(Saved entries)
******
PR #4246, opened 2026-07-13
fix(multitable): W0 slice ② — plugin-SDK createRecord/patchRecord emit plugin revisions + concurrent-delete fail-closed (D-1c)

zensgit:
## Summary

Second of the five ratified D-1c slices (§0.5/§10). §0.6 (#4234) and slice ① (#4245, `8615879a2` on main) already landed. This slice fixes the **plugin-SDK single-record write sites**:

- **A2 update** — `patchRecord`, `packages/core-backend/src/multitable/records.ts:507` (the `UPDATE meta_records` statement; the fail-closed guard + revision emit are added right after it)
- **A5 create** — `createRecord`, `packages/core-backend/src/multitable/records.ts:546` (the `INSERT INTO meta_records` statement; the revision emit is added right after it)

Both mutated `meta_records` with **no** `meta_record_revisions` row, so `reconstructRecordsAtT` (the primitive under the PIT view / revert / reset) derived existence+data purely from revisions and never saw these writes — the "A2 PIT lie" the RATIFIED design-lock's §3 reproduced end-to-end on this exact site (`docs/development/multitable-global-history-d1c-form-submit-edit-uncaptured-revision-design-lock-20260712.md`), and (for A5) a Reset-to-T after an uncaptured plugin CREATE could not distinguish "created after T" from "created before T but never captured" and would destroy a record legitimately present at T.

### Fix

`recordRecordRevision(...)` is emitted inside the **same transaction** as each mutation. `index.ts` wraps every plugin-SDK `createRecord`/`patchRecord` call in `poolManager.get().transaction(...)` — the **sole production wiring** (re-verified for this slice, not assumed — see Proofs below).

| | `action` | `source` (OD-2) | `actorId` (OD-3) | `snapshot` |
|---|---|---|---|---|
| patchRecord (A2) | `'update'` | `'plugin'` | `null` | `nextData` — the FULL merged row (`{...existing.data, ...patch}`), NOT the raw `patch` |
| createRecord (A5) | `'create'` | `'plugin'` | `null` | `patch` — a create's `data` IS the patch |

**OD-3 actor note**: the plugin-SDK boundary (`index.ts` `createCoreAPI()`) threads **no actor identity at all** through `createRecord`/`patchRecord` — `guardRecordNotLockedForPlugin` already treats every plugin caller as actor-less, matching the module's existing delete path (`actorId: null`). `actorId: null` here means "no actor is available", never "a known actor was discarded" — no system actor is fabricated.

### REQUIRED P1 fix — concurrent-delete fail-closed

Recycled Draft #4216 (`claude/r13-lane-b-plugin-revision-20260713`, left untouched — a parallel session's Draft, per the owner's "不合、不 rebase" instruction) with the owner's required fix applied.

`patchRecord`'s original code:
```ts
const version = Number((updated.rows as any[])[0]?.version ?? existing.version + 1)
```
masks a **zero-row** `UPDATE ... RETURNING`. Unlike slice ①'s form-submit EDIT branch (which already holds a `SELECT ... FOR UPDATE` before its own `UPDATE`), `patchRecord`'s `getRecord` and `guardRecordNotLockedForPlugin` reads take **no row lock** — this UPDATE is the *first* point that actually locks the row, so a concurrent DELETE of the record between those reads and the UPDATE is a **real, reachable race**, not a theoretical one. Left unguarded, the fallback would synthesize a version and fall through to write a spurious `update` revision for a record that no longer exists. Because `meta_record_revisions.record_id` carries **no FK** (migration `zzzz20260430172000`), that revision would persist forever and could **resurrect the deleted record** via `reconstructRecordsAtT`.

**Fix**: fail closed — a zero-row `RETURNING` throws `MultitableRecordNotFoundError` (the module's existing not-found error, same shape as the D-2 delete path's own zero-row guard) *before* any revision is written or `nextVersion` is synthesized.

`createRecord`'s `INSERT ... RETURNING` gets **no** symmetric guard — a bare `INSERT` with no `ON CONFLICT` clause cannot return zero rows without the statement itself throwing; there is no "concurrently deleted" analogue for a row that doesn't exist yet (mirrors slice ①'s form-submit CREATE branch, which likewise added none — a fabricated symmetry would be dead code).

### The concurrent-delete golden — genuine two-connection lock race, not a sleep heuristic

Per this line's TOCTOU doctrine (sequential reasoning about a race proves nothing), the golden constructs a **real** race using Postgres row-lock contention, not a suppression trigger or a `setTimeout`:

1. A dedicated raw connection (`poolManager.get().getInternalPool().connect()`) `BEGIN`s and `DELETE`s the record — uncommitted, holding the row lock.
2. The **real** `sdk.patchRecord(...)` call (via `createCoreAPI()`) is fired: its plain `getRecord`/`guardRecordNotLockedForPlugin` reads succeed immediately (readers don't block on an uncommitted writer under MVCC), but its `UPDATE` blocks behind the holder's lock.
3. A deterministic barrier (`pg_stat_activity` + `pg_blocking_pids`, correlated to the holder's own backend pid — the same technique as `multitable-d2-sidedoor-delete-recoverability-realdb.test.ts`'s `waitUntilBlockedOnRecordLock`) confirms the UPDATE is genuinely parked before the holder commits.
4. The holder commits → the `UPDATE` resumes under READ COMMITTED semantics, discovers the row is gone, and affects **zero rows**.

Assertion: the fix throws `NotFound`, and exactly **one** revision exists for the record (the original `create`) — no spurious `update`. Reran 3x locally with no flake (~70-80ms each, barrier-gated not timing-lucky).

## Per-slice proof obligations (design-lock, all required — same as slice ①)

All driven through the **real production plugin-SDK entry point** — `MetaSheetServer`'s (private) `createCoreAPI()` factory, the exact object `index.ts` binds into the plugin IoC container — never a hand-rolled `query` calling `records.ts` functions directly (this is what makes the atomicity + txn-boundary proofs real, per the D-2 G18 lesson).

| Obligation | Where | Mutation proof |
|---|---|---|
| Real entry-point golden | every test in `multitable-d1c-plugin-revision-realdb.test.ts` drives `sdk.createRecord`/`sdk.patchRecord` | — |
| Same-txn `recordRecordRevision` with FULL post-write snapshot | patch: `snapshot: nextData` (full merged row); create: `snapshot: patch` | `nextData → patch` mutation reddens the G4 two-field merge-trap golden (confirmed: `undefined` where `'g4-notes-untouched'` expected) |
| PIT-correct after fix | `reconstructRecordsAtT` before/after golden | covered by same-source mutation (deleting the call breaks both PIT goldens) |
| Failure rolls back (same-txn atomicity) | ATOMICITY goldens (patch + create), injected trigger on `meta_record_revisions` INSERT | unwrapping `poolManager.get().transaction(...)` at BOTH `index.ts` call sites reddens the respective ATOMICITY golden (patch: row left at `version:2`/`should-never-stick` instead of rolled back to `version:1`; create: orphan record row persists with length 1 instead of 0) — restored after each check |
| `source='plugin'` asserted | both sites | `'plugin' → 'rest'` mutation reddens 2 tests (source assertions) |
| Transaction-boundary re-verified for THIS slice (D-1 偏差1) | see above | same mutation as atomicity — proves the txn isn't merely assumed from D-1/D-2 |
| **Concurrent-delete golden (P1 fix)** | genuine lock-race test | neutering the zero-row guard (`if (false && ...)`) reddens the golden; DB check confirms the exact spurious `update` revision (v2) the fix prevents |

Every mutation was applied, run, confirmed red, then restored via `git checkout HEAD -- <file>` against a pre-mutation commit (never a broad checkout).

## §0.6 interaction

**None.** This slice's PIT-correctness proof calls `reconstructRecordsAtT` **directly** — it never exercises the §0.6 `HISTORY_INCOMPLETE` revert/reset preview routes, so no seed-record revision fixture is needed against it (unlike slice ①, which drove `revert-preview`/`reset-preview` and needed a fixture note). §0.6 itself and its goldens are untouched.

## Test evidence (this session, real Postgres 14, CI's exact `MIGRATION_EXCLUDE`)

- New golden file: 11/11 passed, reran 3x for the concurrent-delete race with no flake.
- `tests/unit/multitable-record-lock-guard.guard.test.ts` (rank-8): 4/4 passed — the existing `// lock-guarded:` marker on `patchRecord`'s `UPDATE meta_records` is untouched; no new `UPDATE`/`DELETE meta_records` site was added (only `createRecord`'s `INSERT`, which the rank-8 scanner does not match, matching the design-lock's own note that "the rank-8 guard ignores INSERT").
- `tests/unit/multitable-records.test.ts` (mock-based unit suite for `records.ts`): 15/15 passed — its mock query already handles `INSERT INTO meta_record_revisions`, so no defensive mock update was needed (unlike slice ①'s two mock-based specs).
- `tests/integration/multitable-history-incomplete-precheck-realdb.test.ts` (§0.6 goldens): 9/9 passed, untouched.
- `tests/integration/multitable-d1c-form-submit-revision-realdb.test.ts` (slice ① goldens): 12/12 passed, untouched.
- Full core-backend no-DB suite (`CI=true pnpm --filter @metasheet/core-backend test`, mirrors the required `test (20.x)` step): **466 files passed, 180 skipped (DB-gated); 6409 tests passed, 1523 skipped; 0 failed.**
- `pnpm lint`: exit 0. `pnpm type-check` (repo-root, incl. `tsc --noEmit` for core-backend): exit 0.

**Follow-up commit (`654ed1750`)**: an advisor review flagged that if the concurrent-delete golden's lock-wait barrier ever timed out, releasing the holder connection without first ending its open transaction would return it to the pool `idle in transaction` — still holding the DELETE's row lock — and leave the fire-and-forget `patchPromise` blocked forever, which could cascade into sibling `describeIfDatabase` files sharing the one Postgres in `plugin-tests.yml`'s real-DB lane. Added an unconditional `ROLLBACK` (safe no-op after a successful `COMMIT`) before `holder.release()` in the `finally` block. Re-ran the full file (11/11 pass) and the zero-row-guard mutation (still reddens correctly) after the fix.

## CI wiring (two-point, per the line's convention)

- `packages/core-backend/vitest.config.ts` exclude list — added `tests/integration/multitable-d1c-plugin-revision-realdb.test.ts`.
- `.github/workflows/plugin-tests.yml` — added the file to the `Run multitable real-DB integration` run-list and its step-name suffix.
- Fetched `origin/main` immediately before editing `plugin-tests.yml` (no drift at edit time) — both edits are pure single-line additions to a shared, union-edited list; no other lane's entries were touched.

## Out of scope, untouched

- A3/A4 automation update/create (`automation-executor.ts`) — slice ③.
- A7 approval `resultWriteback` — slice ④, `source='approval'`.
- A8 attachment-delete — slice ⑤, `source='attachment'`.
- The OD-6 revision-disposition guard (#4227) — separate rung, lands last.
- §0.6 `HISTORY_INCOMPLETE` (#4234, already landed) and its goldens — not modified, not exercised via the revert/reset routes (see §0.6 interaction above).
- Draft #4216 (`claude/r13-lane-b-plugin-revision-20260713`) — left untouched, per the owner's instruction; this PR recycles its `records.ts` hunks conceptually but reimplements on a fresh branch off `origin/main` with the required fix applied and a new test file.

## Not merged / not armed

This PR (a fresh slice-② branch off `origin/main`, analogous to slice ①'s #4245) is opened for review only, per this line's standing PR-review discipline — not merged, not `--auto` armed. It is distinct from the pre-existing R13 lane Drafts (#4216/#4219/#4220/#4227), which the owner separately ordered to stay Draft/unmerged/un-rebased until their own turn in the five-slice sequence; #4216 specifically stays untouched by this PR (see below).

refs #4216 (the recycled Draft — left OPEN and untouched, not superseded by this PR alone; the owner's per-slice sequencing governs its disposition)


zensgit:
## Adversarial gate review — VERDICT: MERGE_CLEAN (scoped to head `654ed1750`)

Independent refute-first review on a fresh worktree off PR head, isolated PG migrated with CI's exact `MIGRATION_EXCLUDE`. **No P1, no P2.**

**Scope** — only `records.ts` (the two plugin branches) is production source; CI wiring is a pure union edit (multitable run-list 178→179, nothing dropped). None of `univer-meta.ts` / `automation-executor.ts` / attachment(A8) / OD-6 guard(#4227) / §0.6 precheck+goldens touched. rank-8 marker at `records.ts:505` intact.

**The crux checks, reproduced empirically:**
- **Snapshot completeness (both)** — `patchRecord` snapshots `nextData` = exactly the UPDATE'd `data` (G4 two-field merge-trap green); `createRecord` snapshots `patch`, with auto-number folded into `patch` in JS (`records.ts:141`) *before* the INSERT writes `JSON.stringify(patch)` and no trigger/default augments `data` → `patch == data`. The asymmetry is sound; no §0.6 false-positive surface.
- **P1 concurrent-delete fail-closed is REAL** — golden ran 3× no flake; barrier is `pg_blocking_pids`-deterministic (throws on timeout, never a sleep). Neutering the zero-row guard (`if (false && …)`) reds the golden (`undefined ≠ Error`) and the revision-count probe shows **1→2 (the spurious `update`)**; with no FK on `meta_record_revisions.record_id` (verified) that would resurrect the deleted row. Follow-up `654ed1750` `ROLLBACK`-before-`release()` correctly prevents `idle in transaction` pool poisoning of sibling `describeIfDatabase` suites.
- **Same-txn atomicity is REAL** — unwrapping the `patchRecord` txn at the `index.ts` call site reds the atomicity golden (record left at `version:2`/`should-never-stick`).
- **PIT** — deleting the revision write reds the PIT golden. **Source** — `'plugin'→'rest'` reds the source assertion. **actorId:null** correct per OD-3 (CoreAPI `MultitableRecordsAPI` interface carries no actor field; nothing dropped).
- **Full caller enumeration** — the only production callers of `records.ts` `createRecord`/`patchRecord` are the two txn-wrapped `index.ts` plugin bindings (605/643) and the `plugin-scope.ts` scope-decorator that delegates straight back to them. No caller bypasses the transaction, mislabels source, or escapes A2/A5 scope.

**Runs (my PG):** new golden 11/11 (×3 race, no flake); neighbour slice ① 12/12; rank-8 guard 4/4; mock unit 15/15; `tsc --noEmit` exit 0. All 4 mutation checks red-then-restored, tree clean.

**Findings:** none blocking. NIT: the `?? existing.version + 1` / `?? 1` fallbacks are now dead after the zero-row guard (harmless). Observation (out of scope): `patchRecord` is a pre-existing RMW on the whole `data` blob (last-write-wins under concurrent *patches*); this slice faithfully records what was written and does not worsen it.

Full detail: `/tmp/pr4246-review-claude-20260713.md`.

*Review-only: no merge, no push, no --auto arm.*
******
Every line in the data that holds the string "code" should be returned.

`patchRecord`'s original code:
`createRecord`'s `INSERT ... RETURNING` gets **no** symmetric guard — a bare `INSERT` with no `ON CONFLICT` clause cannot return zero rows without the statement itself throwing; there is no "concurrently deleted" analogue for a row that doesn't exist yet (mirrors slice ①'s form-submit CREATE branch, which likewise added none — a fabricated symmetry would be dead code).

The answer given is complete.